Imagine if the Food Safety Authority adopted a similar proposal, abandoned inspections of restaurants by its officials and required all head chefs to have insurance, even though they were only employees of the restaurant owner. The cook would have to publicly display a certificate stating all the restaurant’s food was free from any defects. If there was an outbreak of salmonella, the cook’s insurance could be relied on to pay for hospitalisation costs of sick customers and compensation to families of dead customers. Never mind that the cook, as an employee, might not be responsible for the poor condition of the restaurant facilities or the substandard quality of the supplier’s ingredients. No doubt the rational behind requiring mandatory insurance to cover any defects in the food is that it would make cooks more careful and somebody accountable. They would have to inspect their food suppliers on a regular basis, but how often would be the question? The answer to this could be issued by the Food Safety Authorities in Guidelines for Cooks’ Inspections. I think this analogy goes some way to illustrate my point.

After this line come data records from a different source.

PR #64, opened 2023-04-04
[LD-79] Improve styles

jacek-marchwicki:
# Why?
In the example project, it would be great using Design System pattern. This PR presents how to use this pattern in the code.

# What?
Extract common styles to composables. Add a lot of previews ;) 
* Use everywhere `LoudiusOutlinedButton` instead of `OutlinedButton` to have exactly the same styles
* Use `LoudiusText` instead of `Text` so we limit number of styles.
* Extract common `LoudiusListItem` from PullRequestsScreen and `ReviewersScreen`

Keep in mind that styles might differ from what was implemented before.


app/src/main/java/com/appunite/loudius/ui/components/LoudiusListItem.kt
```diff
@@ -0,0 +1,205 @@
...
+
+@Composable
+fun resolveListItemBackgroundColor(index: Int): Color =
+    if (index % 2 == 0) MaterialTheme.colorScheme.onSurface.copy(0.08f) else MaterialTheme.colorScheme.surface
+
+@Composable
+fun LoudiusListItem(
+    index: Int,
+    modifier: Modifier = Modifier,
+    icon: @Composable (Modifier) -> Unit = {},
```
kezc, line 46: thought:
Sometimes we use `icon: @Composable (Modifier) -> Unit = {},` (e.g. here) and sometimes we use `icon: @Composable (() -> Unit)? = null` (`LoudiusOutlinedButton`), maybe we should stick to one convention. I don't know which one is better because null is used in the compose library (check `InputChip`), but empty lambda seems to be a cleaner solution, at least for me.

app/src/main/java/com/appunite/loudius/ui/components/LoudiusOutlinedButton.kt
```diff
@@ -16,42 +16,139 @@
...
-            color = MaterialTheme.colorScheme.tertiary,
+            modifier = Modifier
+                .applyIf<Modifier>(style == LoudiusOutlinedButtonStyle.Large) { padding(8.dp) }
+                .applyIf(style == LoudiusOutlinedButtonStyle.Regular && icon != null) { padding(start = 8.dp) },
+            style = LoudiusTextStyle.Button,
+        )
+    }
+}
+
+inline fun <T> T.applyIf(predicate: Boolean, block: T.() -> T): T {
```
kezc, line 64: suggestion: I would extract it to another file as it seems to be useful and is a public function

kezc (approved):

app/src/main/res/drawable/ic_pull_request.xml
```diff
@@ -1,9 +1,12 @@
...
-</vector>
+      android:pathData="m6.193,4.147a1.487,1.487 0,1 0,-2.231 1.287l0,4.862a1.487,1.487 0,1 0,1.487 0L5.449,5.434A1.487,1.487 0,0 0,6.193 4.147ZM4.705,3.404A0.744,0.744 0,1 1,3.962 4.147,0.744 0.744,0 0,1 4.705,3.404ZM4.705,12.327a0.744,0.744 0,1 1,0.744 -0.744,0.744 0.744,0 0,1 -0.744,0.744z"
+      android:fillColor="#000000"/>
+  <path
+      android:pathData="M11.398,10.296L11.398,5.542A2.14,2.14 135,0 0,9.26 3.404L8.795,3.404L8.795,2.66A0.372,0.372 0,0 0,8.161 2.397l-1.487,1.487a0.372,0.372 0,0 0,0 0.526l1.487,1.487A0.372,0.372 0,0 0,8.795 5.634l0,-0.744l0.465,0a0.651,0.651 0,0 1,0.651 0.651l0,4.755a1.487,1.487 0,1 0,1.487 0zM10.655,12.327a0.744,0.744 0,1 1,0.744 -0.744,0.744 0.744,0 0,1 -0.744,0.744z"
+      android:fillColor="#000000"/>
+</vector>
```
Krzysiudan, line 12: **Chore** No new line at the end of the file.

app/src/main/java/com/appunite/loudius/ui/components/LoudiusListItem.kt
jacek-marchwicki: I use `(Modifer)`, when it should be passed to children so it can apply the modifier. The same as Scaffold pass `padding` only in `content` parameter

app/src/main/java/com/appunite/loudius/ui/pullrequests/PullRequestsScreen.kt
```diff
@@ -122,46 +120,43 @@ private fun PullRequestsList(
...
-    Image(
+private fun PullRequestIcon(modifier: Modifier) {
+    LoudiusListIcon(
+        modifier = modifier,
         painter = painterResource(id = R.drawable.ic_pull_request),
-        contentDescription = null,
-        modifier = Modifier
-            .padding(start = 18.dp, top = 10.dp)
-            .size(width = 18.dp, height = 20.dp),
+        contentDescription = stringResource(id = R.string.pull_requests_screen_pull_request_content_description),
```
Krzysiudan, line 146: **Question:** Is "Pull Requests" the correct content description for an icon? 
Also, the string name probably could be shorter - like `pull_request_icon_content_description`.

app/src/main/java/com/appunite/loudius/ui/components/LoudiusOutlinedButton.kt
jacek-marchwicki: It could be moved, but I do not like to make `common` every function that were useful in one place, this makes common a place for storing one use methods ;) But if there will be a place where the function could be used again. I'm totally fine moving this function out of this file :)

Krzysiudan (approved):
**Praise:** Well done, it seems better way to do it 👌

app/src/main/java/com/appunite/loudius/ui/pullrequests/PullRequestsScreen.kt
jacek-marchwicki: I've added a task for this: https://loudius.atlassian.net/browse/LD-82

app/src/main/res/drawable/ic_pull_request.xml
jacek-marchwicki: Ooops... next time ;)

PR #71, opened 2023-04-07
[LD-75] Create simple test for checking login screen

kezc:
### Description
Added a sample test for checking if the login screen opens.
### Why
- We want to test UI and check if the login screen launches correctly 
- We want to have any UI test to configure CI
#### Testing
Run androidTest tests


app/build.gradle
```diff
@@ -102,9 +106,11 @@ dependencies {
     implementation 'com.google.code.gson:gson:2.10.1'
 
     // assertion library
-    testImplementation 'io.strikt:strikt-core:0.34.0'
-    testImplementation 'io.strikt:strikt-mockk:0.34.0'
-    androidTestImplementation 'io.strikt:strikt-core:0.34.0'
+    // cannot use 0.34.0 due to an existing bug
+    // https://github.com/robfletcher/strikt/issues/259
```
jacek-marchwicki, line 110: praise: nice documentation ❤️

app/src/androidTest/java/com/appunite/loudius/LoginScreenTest.kt
```diff
@@ -0,0 +1,46 @@
+package com.appunite.loudius
```
jacek-marchwicki, line 17: chore: no license header in all files

app/src/debug/java/com/appunite/loudius/TestActivity.kt
```diff
@@ -0,0 +1,23 @@
...
+ * limitations under the License.
+ */
+
+package com.appunite.loudius
+
+import androidx.activity.ComponentActivity
+import dagger.hilt.android.AndroidEntryPoint
+
+@AndroidEntryPoint
+class TestActivity : ComponentActivity()
```
kezc, line 23: note: This is in debug folder so we don't clutter the production build. I don't know if we want to run the tests in debug or production flavor, but if in the latter, we will have to change it.

app/src/androidTest/java/com/appunite/loudius/LoginScreenTest.kt
```diff
@@ -0,0 +1,57 @@
...
+    @get:Rule(order = 1)
+    val composeTestRule = createAndroidComposeRule<TestActivity>()
+
+    @Before
+    fun setUp() {
+        hiltRule.inject()
+    }
+
+    @Test
+    fun whenTheLoginScreenIsVisibleThenTheLogInButtonIsVisible() {
```
Krzysiudan, line 48: **Question:** In instrumented tests it's not possible to use convention with "`"?

Krzysiudan (approved):
lgtm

I hope my observations are not too late to encourage a radical rethinking of the Department’s proposals, for they are surely needed. I am not just making these comments as an Architect with fifteen years experience who is eager to protect his profession from unworkable regulations, worthy a cause as that is. My wish is to be part of an industry that delivers a safe and healthy built environment. No one person or professional can be responsible for this and I look forward to new regulations that ensure that all participants are truly accountable for their own actions. Bad cases do not make for good laws. Even a good law is not workable if there are no immediate independent sanctions against those who breach them.